PR #245, opened 2020-05-18
installation: upgrade to Invenio 3.2

diegodelemos:


diegodelemos:
CI works correctly but I cannot get the auth workflow working locally (problems building REANA-UI related to craco), I would say we merge to unblock master, and if we find some trouble with auth when integrating the token request/approval process we fix it there.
_____
What needs to be done
Each entry above must be repeated word for word.

Problem solution
PR #245, opened 2020-05-18
installation: upgrade to Invenio 3.2

diegodelemos:


diegodelemos:
CI works correctly but I cannot get the auth workflow working locally (problems building REANA-UI related to craco), I would say we merge to unblock master, and if we find some trouble with auth when integrating the token request/approval process we fix it there.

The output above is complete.